Ask HN: How to Deal with Lowballed Offers? - apexkid
How do you negotiate if you received a super low balled offer from a FAANG or similar company. Is it good move to accept the offer due to the brand value?
======
Trias11
Once I accepted lowball offer without negotiation due to harsh conditions
(long out of job, morgtage, bad market). The company somewhat knew about my
conditions and leveraged that.

While working there and making ends meet I kept calmly looking for job. In 4
weeks I reciprocated - received much better offer and fired my boss. In
addition I didn't have to stay 2 weeks because boss forgot to force me to sign
employment agreement. Being nice for their client I stayed for 2 days and then
left for good.

So use to to your advantage. Keep looking for job and leverage their FAANG-y
name to boost your market value.

------
davismwfl
First, make sure your expectations are in line with reality. I recently talked
with a new college grad that was pissed he wasn't getting $150-200k base
offers, he's an idiot. Not saying you are, but make sure your expectations are
lined up with reality. If they are, and you were lowballed then either go back
with a realistic number showing them you know your value or move on.

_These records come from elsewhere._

PR #967, opened 2026-05-25
PR-Content-Ops-FAQ-Search-Seeded-Route-E2E

canfieldjuan:
Plan: plans/PR-Content-Ops-FAQ-Search-Seeded-Route-E2E.md

Add a seeded hosted FAQ search e2e smoke that runs the existing DB seed smoke, executes hosted route concurrency against emitted expected cases, and cleans up seeded FAQ drafts by emitted FAQ IDs. This is the full repeatable path after the prior seed-case bridge.

## Intentional
- Reuse existing seed and hosted route smokes instead of adding a parallel implementation.
- Require the operator to supply the token-scoped account ID rather than decoding bearer tokens.
- Delete only emitted FAQ IDs during cleanup.

## Deferred
- CI enrollment for this live e2e runner.

## Verification
- pytest tests/test_smoke_content_ops_faq_search_seeded_route_e2e.py -q - 15 passed.
- git diff --check - Passed.
- python scripts/audit_plan_code_consistency.py plans/PR-Content-Ops-FAQ-Search-Seeded-Route-E2E.md - Passed.

## Diff size
3 files, +687 / -0

### DIFF
--- a/plans/PR-Content-Ops-FAQ-Search-Seeded-Route-E2E.md
+++ b/plans/PR-Content-Ops-FAQ-Search-Seeded-Route-E2E.md
@@ -1,0 +1,57 @@
+# PR-Content-Ops-FAQ-Search-Seeded-Route-E2E
+
+## Why this slice exists
+The seeded DB smoke can now emit expectation-bearing hosted route cases, but an
+operator still has to run seed, hosted HTTP, and cleanup manually. That leaves
+the highest-risk path unproven as one repeatable command.
+
+This slice intentionally exceeds the 400 LOC target because the runner is a new
+checker/gate and ships with negative fixtures for its parser, preflight, phase,
+and cleanup failure branches.
+## Scope (this PR)
+Ownership lane: content-ops/faq-search
+Slice phase: Production hardening.
+1. Add a thin seeded-hosted FAQ search e2e runner.
+2. Reuse the existing seeded DB smoke and hosted route concurrency smoke.
+3. Always clean up seeded FAQ drafts by emitted FAQ IDs unless explicitly kept.
+4. Write one compact JSON result for seed, route, cleanup, and artifacts.
+5. Add focused negative fixtures for the new detector branches.
+### Files touched
+- `plans/PR-Content-Ops-FAQ-Search-Seeded-Route-E2E.md`
+- `scripts/run_extracted_pipeline_checks.sh`
+- `scripts/smoke_content_ops_faq_search_seeded_route_e2e.py`
+- `tests/test_smoke_content_ops_faq_search_seeded_route_e2e.py`
+## Mechanism
+The new runner creates a temporary artifact directory, invokes the DB smoke with
+`--keep-data --route-case-file-output`, invokes the hosted route smoke with that
+case file, then reads seeded FAQ IDs from the case file and deletes those drafts.
+The route token's tenant must be supplied as `--account-id`, so seeded rows match
+the hosted auth scope.
+
+Each phase is summarized separately. Seed or route failures still attempt cleanup
+when a case file exists. Cleanup failure makes the run fail closed unless
+`--keep-data` is set.
+## Intentional
+- No new database seeding implementation is added; the existing DB smoke remains
+  the producer.
+- No token decoding is attempted. The operator supplies the account ID that
+  matches the bearer token.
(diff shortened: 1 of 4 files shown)


canfieldjuan (commented):
Reviewed at head `8f5bf50`. The orchestration is well-built and fail-closed — but there's a **red CI check**, and it's the #1 enrollment miss again, with a one-line fix.

**BLOCKER (CI red) — the new test isn't enrolled in the runner.** `extracted-checks` fails because `test_extracted_pipeline_route_ci_contract.py::test_extracted_pipeline_ci_enrolls_matching_tests` fails, and the standalone audit confirms it:
```
DRIFT: extracted pipeline CI enrollment is incomplete.
- missing from runner: tests/test_smoke_content_ops_faq_search_seeded_route_e2e.py
```
`tests/test_smoke_content_ops_faq_search_seeded_route_e2e.py` is matched by the `tests/test_smoke_content_ops_*.py` glob in the workflow `paths:` filter (both blocks), but it was never added to the explicit pytest list in `scripts/run_extracted_pipeline_checks.sh` — so it would never actually execute in the lane. Fix: add that one line to the runner. (Good news: this is exactly the case the #957 enrollment scanner exists to catch, and it caught it — the contract test is doing its job.)

The test file itself is fine — I ran it at the head and it's **15 passed**; the only reason CI is red is the missing runner entry. Once enrolled, this should go green.

**Everything else: LGTM-quality.** The composition of the seed + route smokes is correct and fails closed end to end:
- Preflight validates database-url/base-url/token/account-id + positive ints → exit 2 (`test`-covered).
- The route step runs only `if seed["ok"]`, and `ok = seed["ok"] and route["ok"] and cleanup["ok"]` → exit 1 otherwise. So a route expectation-mismatch (route exit 1) correctly fails the whole e2e — the gate gates.
- Cleanup is correct: the seed inserts `ticket_faq_markdown` (line 240), and the e2e deletes `ticket_faq_markdown WHERE id = ANY(faq_ids)`, which cascades to `ticket_faq_search_documents` via the migration-327 FK (`faq_id ... REFERENCES ticket_faq_markdown(id) ON DELETE CASCADE`). Verified.
- Sensible lifecycle: seed runs with `--keep-data` so the route can query, and the e2e owns teardown.

**NITs (non-blocking):**
- Cleanup collects faq_ids only from `expected_first_faq_id` (hit cases). If a seeded corpus ever lacked a hit case, its markdown row would leak. The e2e already requires `--account-id` and seeds under `--account-count 1`, so the rows are run-scoped — but cleanup keyed off the hit-case faq_ids is narrower than the data actually seeded. Consider asserting every seeded faq_id is covered, or deleting by the run-scoped `corpus_id` set, to make teardown provably complete (without nuking unrelated rows under a shared account).
- Partial-seed-failure leak: if the seed creates rows but exits non-zero before writing the case file, `_faq_ids_from_case_file` returns `[]` → no cleanup → orphaned rows (the run still fails loud, which is right). Hard to fully avoid across a subprocess boundary, but worth a comment.

Add the runner line and this is good to go.

canfieldjuan (commented):
**LGTM** — re-reviewed at head `9e8be2d`. The enrollment blocker is resolved and CI is fully green.

The fix is the one line I flagged: `scripts/run_extracted_pipeline_checks.sh` now enrolls `tests/test_smoke_content_ops_faq_search_seeded_route_e2e.py` (runner line 32). Verified at the new head:
- `python scripts/audit_extracted_pipeline_ci_enrollment.py` → exit 0, `OK: 116 matching tests are enrolled`.
- CI green: `extracted-checks` (x2), `extracted-umbrella-checks`, `pre-push-audit` — the `test_extracted_pipeline_ci_enrolls_matching_tests` contract test now passes.

The PR's own diff is the clean 4 files (plan, runner +1, e2e smoke, e2e test); the rest of the branch delta was just main advancing under a rebase. The orchestration substance from my prior review stands unchanged — fail-closed preflight (exit 2), route runs only `if seed["ok"]`, `ok = seed and route and cleanup` so a route expectation-mismatch fails the run, and cleanup deletes `ticket_faq_markdown` by faq_id (cascades to search docs via the migration-327 FK). The two earlier NITs (cleanup keyed off hit-case faq_ids being narrower than the seeded data; partial-seed-failure leak) remain optional follow-ups.

Good to go.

Companies will try to take advantage of people who don't value themselves
enough because if the person is happy to make 100k even though their peers are
making 120k then most companies will try to make that happen. They aren't
going to give you 120k just cause others already make it. Usually their range
for a position will be broad so they can play these games.

In the end never accept a lowball offer just cause of the name of a company,
you'll never get the value out of the name brand if they don't pay you it in
compensation.

------
mastry
FAANG or no-FAANG, if they won't offer what you think you are worth, then walk
away. I'm assuming you're a seasoned professional and not straight out of
college. If the latter, are you sure you know what you're worth?